__WHAT THIS TASK INVOLVES__
Copy the lines below that contain "static".

■ ■ ■

PR #237, opened 2016-03-17
Handle validation of registration email

gberaudo:
At the end of the process, the registration is completed and
the user logged in.

Useful with https://github.com/c2corg/v6_api/pull/190.

### DIFF
--- a/c2corg_ui/static/js/apiservice.js
+++ b/c2corg_ui/static/js/apiservice.js
@@ -241,6 +241,19 @@ app.Api.prototype.register = function(data) {
 
 
 /**
+ * @param {string} nonce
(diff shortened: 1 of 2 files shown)


asaunier:
As far as I can see it works the way you described me last week: when a new user clicks on the link in the validation email message it is then directly logged in without having to enter his username/password.
Correct?

asaunier:
And the "password forgotten" feature would work the same: one would receive an email with a link to click that would log him in instead of receiving a new email. Still correct?

gberaudo:
Yes in both cases the user is directly logged in.

asaunier:
Looks good to me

■ ■ ■

__YOUR SOLUTION__
--- a/c2corg_ui/static/js/apiservice.js
+++ b/c2corg_ui/static/js/apiservice.js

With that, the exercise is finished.